Сцепщики переоделись, сели на бревнах попить пива. В закатном небе проплывали легкие облачка, похожие на пивную пену.
– Эх, – вздохнул бригадир, глотнув пивка, – в столице жизнь идет, а у нас здесь – полный застой.
– Уж лучше такой застой, чем столичные новости, – прозвучало в ответ с провинциальной неспешностью. – Хоть телевизор не включай. Какими-то знаменами машут, а понять, чего хотят, – не поймешь.
– А чего тут понимать, – бригадир отставил пустую бутылку и откупорил следующую. – Власти все они хотят.
Помолчали, переваривая сказанное.
– Что бы там в Москве ни делали, у нас тут ничего не изменится. Как сцепляли вагоны, так и будем сцеплять. Железная дорога – она каждой власти нужна.
– А генерал-то боевой – герой. И Курилы нельзя японцам отдавать, – пожилой сцепщик хлопнул бейсболкой по бревну. – А то Севастополь уже хохлам подарили. А они – хер нам на центральной площади показали.

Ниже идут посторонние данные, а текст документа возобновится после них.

PR #1118, opened 2022-01-26
Clean up obsolete function declarations in C headers

jorio:
As I was preparing my previous PR, I noticed that many functions declared in C headers aren't implemented or used anywhere.

I suspect these declarations are remnants of previous refactors.

After removing the obsolete declarations, some header files were empty so I deleted those altogether.


jdavid:
Good catch

Issue #647, opened 2016-08-11
GPG-signed commits


parisk:
Is there any way to sign commits (and tags maybe) with pygit2? I performed a quick search about `gpg` and `signed` both in the repository and documentation website and could not find any related document.

parisk:
Sorry for nagging here. Can any of the maintainers share if this can happen right now, if there is any kind of workaround for this or, there are any features that need to be implemented first?

Thanks 🙂 .

webknjaz:
I assume that it may be possible by manually assigning [`Commit.gpg_signature`](https://www.pygit2.org/objects.html#Commit.gpg_signature).

cc @jdavid

webknjaz:
Looks like I was wrong. pygit2 only exposes already existing signatures.

But I've collected some pointers:
* It seems like more code need to be added around https://github.com/libgit2/pygit2/blob/0462c5ca1c9147804e15d594aafc086d7e4e3f98/src/repository.c#L1001 to optionally sign commits
* Producing a signed commit will probably involve invoking [`git_commit_create_buffer`](https://libgit2.org/libgit2/#HEAD/group/commit/git_commit_create_buffer) to create an in-memory commit in a [`git_buf`](https://libgit2.org/libgit2/#HEAD/type/git_buf) object having unsigned `commit_content` that will be passed to [`git_commit_create_with_signature`](https://libgit2.org/libgit2/#HEAD/group/commit/git_commit_create_with_signature). After this is done, I assume we'll need to update the ref manually because unlike `git_commit_create`, `git_commit_create_with_signature` does not have `update_ref`.
* Also we need to set a signing callback in [`git_rebase_options`](https://libgit2.org/libgit2/#HEAD/type/git_rebase_options): https://github.com/libgit2/libgit2/blob/b0692d6b3e818b9389295d7d33a0601143cc0c16/include/git2/rebase.h#L84 / [`git_commit_signing_cb`](https://libgit2.org/libgit2/#HEAD/group/callback/git_commit_signing_cb)

I'd expect the public API of pygit2 to just accept some args via [`Repository.create_commit()`](https://www.pygit2.org/objects.html#pygit2.Repository.create_commit) toggling the signing as well as maybe some global settings/callbacks for defaults.

kuwv:
I really think is a really important feature and in my opinion should be prioritized. Without it it's too easy to impersonate people even on GitHub. Without this capability users are forced between choosing security or automation but not both.

kuwv:
[...]

PR #1142, opened 2022-05-02
feat: add commit signing

kuwv:
*Overview*

This pull request will add commit signing capability to the repository object. It is modeled off both the libgit2 and rugged implementations. It will allow integration with a 3rd party GPG signing tool.

*References*

https://github.com/libgit2/pygit2/issues/647
https://github.com/libgit2/rugged/blob/master/ext/rugged/rugged_commit.c#L791
https://github.com/libgit2/rugged/blob/master/ext/rugged/rugged_commit.c#L842
https://github.com/libgit2/pygit2/blob/master/test/test_commit_gpg.py


kuwv:
@jdavid I am currently writing the tests for this but I wanted to get this in front of you first.

jdavid:
Thanks @kuwv, looks good.
There is some code duplication, but it doesn't look easy to avoid, so it's ok.
Only waiting for the tests then.

kuwv:
> Thanks @kuwv, looks good. There is some code duplication, but it doesn't look easy to avoid, so it's ok. Only waiting for the tests then.

Yeah, I guess two functions could potentially be combined later but I didn't want to introduce any breaking changes to the API. So, I choose to model Rugged and git2-rs.

One question, together neither function updates the HEAD reference. The Rugged implementation also does not. Should I add the reference update to commit_with_signature or should the API user just do it?

jdavid:
Please use `gpgsigned.zip` and remove `gpgsigned.git`

In my latest commit b472bdaff I've moved to use `.zip` files only, because with libgit2 1.4.3 there were ownership issues with `.tar` and raw `.git` data. I'm surprised that the tests pass for aarch64, but even then I think it's better to only use zip files.

kuwv:
> Please use `gpgsigned.zip` and remove `gpgsigned.git`

sure 

> I've moved to use `.zip` files only...

Yup, I saw that. Pardon my cruft, just needed to check.

Aside from that should I be worried about the appveyor tests?

kuwv:
Alright, should be good now.

jdavid:
> Aside from that should I be worried about the appveyor tests?

No, the appveyor tests are failing because of the upgrade to libgit2 v1.4.3, so it's unrelated.

> Alright, should be good now. Any additional changes you would like to see here?

Only one last thing: can you rebase and squash?
At least commits e0880ce8739cb2f18fd96c36b2d387be009f5590 and c8e55097456c0c59cfd8eb619e4e6db8a6657422 should be squashed so we don't to keep `.gpgsigned.git` in history, which would add weight to the repo.

> Maybe shorten create_commit_with_signature to create_commit_signature or add_commit_signature?

No, I think the current name is fine, we often follow libgit2's naming.

kuwv:
@jdavid Should be good now.

jdavid:
Thanks!

PR #1151, opened 2022-07-19
status: add untracked_files and ignored kwargs

dtrifiro:
add `ignored` and `untracked_files` kwargs to `status`.

`untracked_files` can take be one of `"no"`, `"normal"`, `"all"`, which return respectively: no untracked files, untracked files/directories without recursing into subdirectories, all untracked files/directories.
`ignored` can be `True` (show ignored files) or `False` (do not show ignored files). When`untracked_files="no"`, this does not have any effect.

For more information see `--untracked-files` and `--ignored`, see https://book.git-scm.com/docs/git-status


pygit2/_pygit2.pyi
```diff
@@ -496,7 +496,7 @@ class Repository:
     def revparse_single(self, revision: str) -> Object: ...
     def set_odb(self, odb: Odb) -> None: ...
     def set_refdb(self, refdb: Refdb) -> None: ...
-    def status(self) -> dict[str,int]: ...
+    def status(self, untracked_files: str = "all", ignored: bool = True) -> dict[str,int]: ...
```
dtrifiro, line 499: In https://book.git-scm.com/docs/git-status `--ignored` is actually a string and can take three values:
- "traditional": Shows ignored files and directories, unless --untracked-files=all is specified, in which case individual files in ignored directories are displayed.
-  "no": Show no ignored files
- "match": Shows ignored files and directories matching an ignore pattern.

I'd rather avoid implementing `match`, but I could make `ignored` a `str` kwarg, raising `NotImplementedError` for `match`

test/test_status.py
```diff
@@ -32,3 +36,49 @@ def test_status(dirtyrepo):
...
+            {
+                "new_file",
+                os.path.join("subdir", "new_file"),
+                "staged_delete_file_modified",
+                os.path.join("untracked_dir", "untracked_file"),
+            },
+        ),
+    ],
+)
+def test_status_untracked_normal(dirtyrepostatus, untracked_files, expected):
```
dtrifiro, line 70: I added a new `.zip` archive which is a copy of `dirtyrepo` which also includes a `.gitignore` and an ignored file.

test/test_status.py
```diff
@@ -32,3 +36,49 @@ def test_status(dirtyrepo):
...
         assert filepath in git_status
         assert status == git_status[filepath]
+
+
+def test_status_untracked_no(dirtyrepo):
+    git_status = dirtyrepo.status(untracked_files="no")
+    not any(status & pygit2.GIT_STATUS_WT_NEW for status in git_status.values())
+
+
+@pytest.mark.parametrize(
```
dtrifiro, line 46: These tests don't actually cover all of the possible scenarios, such as having tracked subdirectories with ignored files, tracked subdirectories with untracked files, untracked subdirectories with ignored files, etc, etc. Might improve these tests soon.

test/conftest.py
```diff
@@ -48,6 +48,12 @@ def dirtyrepo(tmp_path):
         yield pygit2.Repository(path)
 
 
+@pytest.fixture
+def dirtyrepostatus(tmp_path):
+    with utils.TemporaryRepository('dirtyrepostatus.zip', tmp_path) as path:
```
dtrifiro, line 53: `dirtyrepostatus.zip` is copy of `dirtyrepo.zip` which also includes a `.gitignore` and an ignored file.

dtrifiro:
Not sure why appveyor failed, one of the errors I'm getting:
```failed on setup with "_pygit2.GitError: C:\Users\appveyor\AppData\Local\Temp\1\pytest-of-appveyor\pytest-0\test_reference_set_sha0\testrepo: repository path 'C:/Users/appveyor/AppData/Local/Temp/1/pytest-of-appveyor/pytest-0/test_reference_set_sha0/testrepo/' is not owned by current user"
```

As I'm not able to reproduce this locally, I could use some help there

pygit2/_pygit2.pyi
dtrifiro: I have no strong opinion here, so I'm open to whatever you prefer here

skshetry:
> Not sure why appveyor failed, one of the errors I'm getting:
> 
> > failed on setup with "_pygit2.GitError: C:\Users\appveyor\AppData\Local\Temp\1\pytest-of-appveyor\pytest-> 0\test_reference_set_sha0\testrepo: repository path 'C:/Users/appveyor/AppData/Local/Temp/1/pytest-of-appveyor/pytest-0/test_reference_set_sha0/testrepo/' is not owned by current user"
> 
> As I'm not able to reproduce this locally, I could use some help there

This is also failing on `master`: https://ci.appveyor.com/project/jdavid/pygit2/builds/44206064/job/83rhjdo521x5uk6e.
#1150 seems to be the relevant PR where it's also failing, due to `GIT_OPT_GET_OWNER_VALIDATION` being enabled by default.

jdavid:
> This is also failing on master [...]

This is now fixed in master, you can rebase to get AppVeyor green.

pygit2/_pygit2.pyi
jdavid: It's ok as bool

test/test_status.py
jdavid: We're just passing the options to libgit2, the purpose of the test suite is not to test libgit2, which already has its own test suite. So better to keep the tests simple, it's good the way they are already.

test/conftest.py
jdavid: If the new `dirtyrepostatus.zip` actually replaces `dirtyrepo.zip` will the test suite pass? If it does then better to keep only one zip (for the repo size to be smaller better than bigger).

src/repository.c
```diff
@@ -1771,20 +1772,64 @@ Repository_compress_references(Repository *self)
...
+
+    if (!PyArg_ParseTupleAndKeywords(args, kw, "|sO", kwlist,
+                                     &untracked_files, &ignored))
+        goto error;
+
+    git_status_options opts = GIT_STATUS_OPTIONS_INIT;
+    opts.flags = GIT_STATUS_OPT_DEFAULTS;
+
+    if (!strcmp(untracked_files, "no")){
+       opts.flags &= ~(GIT_STATUS_OPT_INCLUDE_UNTRACKED | GIT_STATUS_OPT_RECURSE_UNTRACKED_DIRS);
```
jdavid, line 1814: (Style) There is one trailing white space in this line.

src/repository.c
```diff
@@ -1771,20 +1772,64 @@ Repository_compress_references(Repository *self)
...
+    PyObject* ignored = Py_False;
+
+    if (!PyArg_ParseTupleAndKeywords(args, kw, "|sO", kwlist,
+                                     &untracked_files, &ignored))
+        goto error;
+
+    git_status_options opts = GIT_STATUS_OPTIONS_INIT;
+    opts.flags = GIT_STATUS_OPT_DEFAULTS;
+
+    if (!strcmp(untracked_files, "no")){
```
jdavid, line 1813: (Style) Please add and space between the `)` and the `{`
Same thing in other lines.

src/repository.c
```diff
@@ -1771,20 +1772,64 @@ Repository_compress_references(Repository *self)
...
+    } else if (strcmp(untracked_files, "all")){
+        return PyErr_Format(
+          PyExc_ValueError,
+          "untracked_files must be one of \"all\", \"normal\" or \"one\"");
+    };
+
+    if (!PyBool_Check(ignored)){
+        return PyErr_Format(
+          PyExc_TypeError,
+          "ignored must be True or False");
```
jdavid, line 1826: (Style) If you put these 3 lines in 1, it won't bee too wide.

test/test_status.py
```diff
@@ -32,3 +36,49 @@ def test_status(dirtyrepo):
...
+    "untracked_files,expected",
+    [
+        ("no", set()),
+        (
+            "normal",
+            {
+                os.path.join("untracked_dir", ""),
```
jdavid, line 53: Use `pathlib.Path` instead of `os.path`
Same in other places.

jdavid: Actually this probably must be different, since this test is failing on Windows (AppVeyor) because of different path separator.
Probably it must simply be `untracked_dir/`, since Git returns Unix-style path separators.

jdavid (changes requested):

test/conftest.py
dtrifiro: Didn't modify `dirtyrepo.zip` in place because I was afraid it might break tests. Will try running the test suite replacing `dirtyrepo.zip` and wil keep it that way if no tests break.

dtrifiro: It's kinda tricky to update `dirtyrepo.zip` without breaking other tests. The easiest solution seems to be adding a `.gitignore` to `dirtyrepo` (without committing it) and then modifying these two tests so that they pass:

```diff --git a/test/test_diff.py b/test/test_diff.py
index 55269ca..61007c6 100644
--- a/test/test_diff.py
+++ b/test/test_diff.py
@@ -64,6 +64,7 @@ index 297efb8..0000000
 PATCHID = 'f31412498a17e6c3fbc635f2c5f9aa3ef4c1a9b7'
 
 DIFF_HEAD_TO_INDEX_EXPECTED = [
+    '.gitignore',
     'staged_changes',
     'staged_changes_file_deleted',
     'staged_changes_file_modified',
@@ -87,6 +88,7 @@ DIFF_HEAD_TO_WORKDIR_EXPECTED = [
 ]
 
 DIFF_INDEX_TO_WORK_EXPECTED = [
+    '.gitignore',
     'file_deleted',
     'modified_file',
     'staged_changes_file_deleted',
```

Would this be ok?

jdavid: Yes

dtrifiro:
Thanks for the feedback! Updated everything as discussed

jdavid (approved):

jdavid:
Merged, thanks!

PR #186, opened 2017-08-22
Generate code examples automatically

igloosi:
This PR:
Updates the readme files with  compiled HTML example markup and nunjucks usage
Updates tasks to insert example into README, fixes example urls and names
Deletes manual .html component example files where .njk files exist
Screenshots
screen shot 2017-08-22 at 10 21 59

screen shot 2017-08-22 at 10 17 43


gemmaleigh:
👍 

This works for me. 

A few things we might need to think about later - it would be nice if we could also preview the code examples when browsing the GitHub readme.

The table of arguments looks pretty borked at the moment, we should use the table component to style those.

I appear to have used "Usage" above the table of arguments, where it should be "Arguments" for some of the components, is there a way to create a template for all of these README files which has the same section headings - to ensure they are consistent?

tasks/gulp/preview-docs.js
```diff
@@ -9,7 +9,7 @@ const merge = require('merge-stream')
 const fileinclude = require('gulp-file-include')
 
 gulp.task('preview:docs', () => {
-  let original = gulp.src([paths.components + '**/*.html'])
+  let original = gulp.src(['!' + paths.components + '**/*.html', paths.components + '**/*.html'])
```
gemmaleigh: Should this have -example.html on the end?

igloosi: thanks

36degrees:
The code snippets would appear in the READMEs in the `dist` folder right?

igloosi:
yeah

– Ты в Севастополе был? А на Курилах? – бригадир почувствовал, что продолжая политическую тему, он рискует поселить разлад в душах членов бригады.

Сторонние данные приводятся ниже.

PR #194, opened 2017-08-23
Add panel macro

gemmaleigh:
Add panel nunjucks file, macro and template.

Display panel on the example page.

Make the confirmation page example the default, as we don't have an example of the information panel. We can add this variant later when we have a better idea of its usage.

#### Screenshot:
gov uk frontend - panel

### DIFF
--- a/src/components/panel/README.md
+++ b/src/components/panel/README.md
@@ -22,6 +22,28 @@ Code example(s)
 @@include('panel.html')
 ```
 
+## Nunjucks
+
+```
+{% from "panel/macro.njk" import govukPanel %}
+
+{{ govukInput(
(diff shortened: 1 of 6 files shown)


src/components/panel/README.md
```diff
@@ -22,6 +22,28 @@ Code example(s)
 @@include('panel.html')
 ```
 
+## Nunjucks
+
+```
+{% from "panel/macro.njk" import govukPanel %}
+
+{{ govukInput(
```
nickcolley: Was this meant to be govukPanel?

nickcolley: cc @gemmaleigh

– Ага, разогнался я и был на море... – скривился пожилой сцепщик. – На Юг только начальство ездит. У него и премии, и зарплата... А на Курилы? Чего они там забыли?

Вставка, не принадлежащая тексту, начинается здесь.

PR #196, opened 2017-08-23
Add table macro

igloosi:
This PR:
Adds table template, macro and arguments table to README
Optional caption and table head parameters

Screenshots
screen shot 2017-08-23 at 17 06 47

### DIFF
--- a/src/components/table/README.md
+++ b/src/components/table/README.md
@@ -19,7 +19,142 @@ Table
 </a>
 </p>
 
-  <h2 class="govuk-u-heading-24">How to call this component</h2>
+<h2 class="govuk-u-heading-24">How to call this component</h2>
+```
+@@include('table.html')
+```
+## Nunjucks
+
+```
+{% from 'table/macro.njk' import govukTable %}
+
+{# table with a caption #}
+{{ govukTable(
+  classes='',
+  options = {
+    'caption': 'Months and rates',
+    'captionSize': 'small',
+    'isFirstCellHeader': 'true'
+  },
+  data = {
+    'rows' : [
+      [
+        {
+          text: 'January'
+        },
+        {
+          text: '£85',
+          type: 'numeric'
+        },
+        {
+          text: '£95',
+          type: 'numeric'
+        }
+      ],
+      [
+        {
+          text: 'February'
+        },
+        {
+          text: '£75',
+          type: 'numeric'
+        },
+        {
+          text: '£55',
+          type: 'numeric'
+        }
+      ],
+      [
+        {
+          text: 'March'
+        },
+        {
+          text: '£165',
+          type: 'numeric'
+        },
+        {
+          text: '£125',
+          type: 'numeric'
+        }
+      ]
+    ]
+  }
+)}}
+
+{# table with a head #}
+{{ govukTable(
+  classes='',
+  options = {
+    'isFirstCellHeader': 'true'
+  },
+  data = {
+    'head' : [
+      {
+        text: 'Month you apply'
+      },
+      {
+        text: 'Rate for bicycles',
+        type: 'numeric'
+      },
+      {
+        text: 'Rate for vehicles',
+        type: 'numeric'
+      }
+    ],
+    'rows' : [
+      [
+        {
+          text: 'January'
+        },
+        {
+          text: '£85',
+          type: 'numeric'
+        },
+        {
+          text: '£95',
+          type: 'numeric'
+        }
+      ],
+      [
+        {
+          text: 'February'
+        },
+        {
+          text: '£75',
+          type: 'numeric'
+        },
+        {
+          text: '£55',
+          type: 'numeric'
+        }
+      ],
+      [
+        {
+          text: 'March'
+        },
+        {
+          text: '£165',
+          type: 'numeric'
+        },
+        {
+          text: '£125',
+          type: 'numeric'
+        }
+      ]
+    ]
+  }
+)}}
+```
+
+## Arguments
+
+| Name             | Type    | Default | Required | Description
+|---               |---      |---      |---       |---
+| classes          | string  |         | No       | Optional additional classes
+| data             | object  |         | Yes      | Data for the table: rows, head and cells
+| data.options     | Object  |         | No       | Caption text , size and if first cell in bolder
+| data.head        | Array   |         | No       | Data for the table head cells
+| data.rows        | Array   |         | Yes      | Data for the table: rows, head and cells
 
   <pre><code></code></pre>
 
@@ -36,4 +171,3 @@ Table
 
 <h2 class="govuk-u-heading-24">Installation</h2>
 <pre><code>npm install --save @govuk-frontend/table</code></pre>
-
--- a/src/components/table/README.md
+++ b/src/components/table/README.md
@@ -152,9 +152,9 @@ Table
 |---               |---      |---      |---       |---
 | classes          | string  |         | No       | Optional additional classes
 | data             | object  |         | Yes      | Data for the table: rows, head and cells
-| data.options     | Object  |         | No       | Caption text , size and if first cell in bolder
+| options          | Object  |         | No       | Caption text, size and if first cell is bolder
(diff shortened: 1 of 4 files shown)


src/components/table/template.njk
```diff
@@ -0,0 +1,27 @@
...
+    {% endfor %}
+  </tr>
+  </thead>
+  {% endif %}
+  <tbody class="govuk-c-table__body">
+    {% for label, rows in data.rows %}
+      <tr class="govuk-c-table__row">
+        {% for label, cell in rows %}
+        {% if loop.first %}
+          <th class="govuk-c-table__header" scope="row">{{ label }}</th>
```
36degrees: - This assumes the first column will always be the heading – is that always going to be the case?
- The way this is structured means that the first row can never be of type `numeric`.
- Do we need to allow for other attributes to be specified per cell e.g. colspan, so that more complicated tables can be produced using this macro?

src/components/table/template.njk
```diff
@@ -0,0 +1,27 @@
+<table class="govuk-c-table {{ classes }}">
+  {% if caption %}
+  <caption class="govuk-c-table__caption {{captionSize}}">{{ caption }}</caption>
+  {% endif %}
+  {% if data.head %}
+  <thead class="govuk-c-table__head">
+    <tr class="govuk-c-table__row">
+    {% for label, type in data.head %}
```
36degrees: - `label` doesn't seem like the right name here when it could be e.g. `'£75.00'`.
- what you're referring to as `type` is currently either an empty hash or a hash containing {'type': 'numeric'}. Would it make more sense to call this `options`?

src/components/table/table.njk
```diff
@@ -0,0 +1,84 @@
...
+      'Month you apply': {},
+      'Rate for vehicles': {
+        'type': 'numeric'
+      },
+      'Rate for bicycles': {
+        'type': 'numeric'
+      }
+    },
+    'rows' : {
+      'row' : {
```
36degrees: Does this being a hash make sense? These labels (`row`, `row2`) don't seem to be used for anything. Should this be an array of rows instead?

src/components/table/template.njk
```diff
@@ -0,0 +1,27 @@
+<table class="govuk-c-table {{ classes }}">
+  {% if caption %}
+  <caption class="govuk-c-table__caption {{captionSize}}">{{ caption }}</caption>
```
36degrees: Are there issues if `captionSize` is not set?

Also, if caption size is `heading-small` as in the example docs, the class added will just be `heading-small`. Is that a valid class, or should it be a modifier? Either way, would it make sense to allow the user to set just `'captionSize': 'small'` and add the rest of the class name here?

igloosi: yeah can do if captionSize then add whole modifier class. we will have some global heading styles like we have now e.g heading-medium, heading small so we could either apply that class (and its modifiers) or a new modifier just for this caption

src/components/table/template.njk
igloosi: valid, will figure out what options can be there

src/components/table/template.njk
```diff
@@ -0,0 +1,27 @@
...
+  {% endif %}
+  {% if data.head %}
+  <thead class="govuk-c-table__head">
+    <tr class="govuk-c-table__row">
+    {% for label, type in data.head %}
+      <th class='govuk-c-table__header {% if type %} govuk-c-table__header--numeric {% endif %}' scope="col">{{ label }}</th>
```
igloosi: can do and we probably should do

src/components/table/template.njk
igloosi: hmm, need to look what ways we can structure the table, but yes, colspan could come in play

src/components/table/table.njk
igloosi: refactoring :)

igloosi:
Updated table data structure, where each row is an array and each cell is an object.
Options for caption and if cell is a header are in an object

src/components/table/template.njk
```diff
@@ -0,0 +1,29 @@
...
+  </thead>
+  {% endif %}
+  <tbody class="govuk-c-table__body">
+    {% for rows in data.rows %}
+    <tr class="govuk-c-table__row">
+    {% for cell in rows %}
+      {% if (loop.first) and (options.isFirstCellHeader) %}
+      <th class="govuk-c-table__header" scope="row"> {{ cell.text }}</th>
+      {% elseif loop.first %}
+      <td class="govuk-c-table__cell {% if cell.type %} govuk-c-table__cell--numeric {% endif %}" {% if cell.colspan %} colspan="{{ cell.colspan }}" {% endif %} {% if cell.rowspan %} rowspan="{{ cell.rowspan }}" {% endif %} scope="row">{{ cell.text }}</td>
```
36degrees: This is still hardcoded so if you set e.g. `'type': 'date'` you'll end up with the numeric class being applied - should be as with the headings which interpolate the type into the class name.

src/components/table/template.njk
```diff
@@ -0,0 +1,29 @@
...
+      <th class="govuk-c-table__header {% if item.type %} govuk-c-table__header--{{ item.type }} {% endif %}" {% if item.colspan %} colspan="{{ item.colspan }}" {% endif %} {% if item.rowspan %} rowspan="{{ item.rowspan }}" {% endif %} scope="col">{{ item.text }}</th>
+    {% endfor %}
+  </tr>
+  </thead>
+  {% endif %}
+  <tbody class="govuk-c-table__body">
+    {% for rows in data.rows %}
+    <tr class="govuk-c-table__row">
+    {% for cell in rows %}
+      {% if (loop.first) and (options.isFirstCellHeader) %}
```
36degrees: Mostly curious more than anything - are the brackets around the two conditions needed?

src/components/table/template.njk
```diff
@@ -0,0 +1,29 @@
...
+  <thead class="govuk-c-table__head">
+    <tr class="govuk-c-table__row">
+    {% for item in data.head %}
+      <th class="govuk-c-table__header {% if item.type %} govuk-c-table__header--{{ item.type }} {% endif %}" {% if item.colspan %} colspan="{{ item.colspan }}" {% endif %} {% if item.rowspan %} rowspan="{{ item.rowspan }}" {% endif %} scope="col">{{ item.text }}</th>
+    {% endfor %}
+  </tr>
+  </thead>
+  {% endif %}
+  <tbody class="govuk-c-table__body">
+    {% for rows in data.rows %}
```
36degrees: Would make more sense for this to be called `row`.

– Надо просто честно свою работу делать. И неважно, кто ты – дворник или президент. Вот тогда и будем жить не хуже, чем на гнилом Западе. Завтра чтоб никто не опаздывал, – бригадир одним махом допил пиво и поднялся.
Из-за леса, в успевшем потемнеть до темно-синего цвета небе, показался военный вертолет. Он шел высоко. От машины стали одна за одной отделяться черные точки. Мужчины принялись считать.
– Десять, – первым окончил подсчет бригадир.
Невысоко над землей вспыхнули в лучах заходящего солнца купола парашютов.
– Затяжные пряжки. Десант. Учения.
Бригадир, который по должности должен был знать больше подчиненных, закурил:
– Не учение. Это у них испытания такие. Сбрасывают десантников без жрачки, без воды, с одним ножом-стропорезом, и они должны к сроку в заданную точку выйти. Триста километров по лесу да по болотам. Захочешь есть – укради. Не украл – жаб, ящериц и жуков с червяками жри. Из лужи пей. И никто их видеть не должен. Засветились – снимают с дистанции.
– А если на кого в лесу случайно напоролись? Ну, баба в ягоды пошла?
– Зарежут и закопают. Потому что их в коммандос готовят. С них за это никто не спросит. Им жалость противопоказана.
– Брешешь. А если на ребятишек наткнутся?
– Ребятишки не в счет. Кто ж это детей убивать позволит? – бригадир, окончательно запутавшись, строго посмотрел на сцепщика и направился к диспетчерской.
– Ну, мужики, счастливо доработать. Завтра встретимся. Мы вам пива оставили. Отработаете, хлебнете.
Машинист только улыбнулся.
– Ему можно, – кивнул на диспетчера, – а я уж с утра.
– А я про что? Работа – она прежде всего. Вон и десантники на ночь глядя учения проводят.
Ноги пружинисто коснулись травы. Купол парашюта, подхваченный ветром, потащил Бондарева по лугу. Последний свой прыжок он совершил три года тому назад, а потому не сразу сумел выбрать стропы.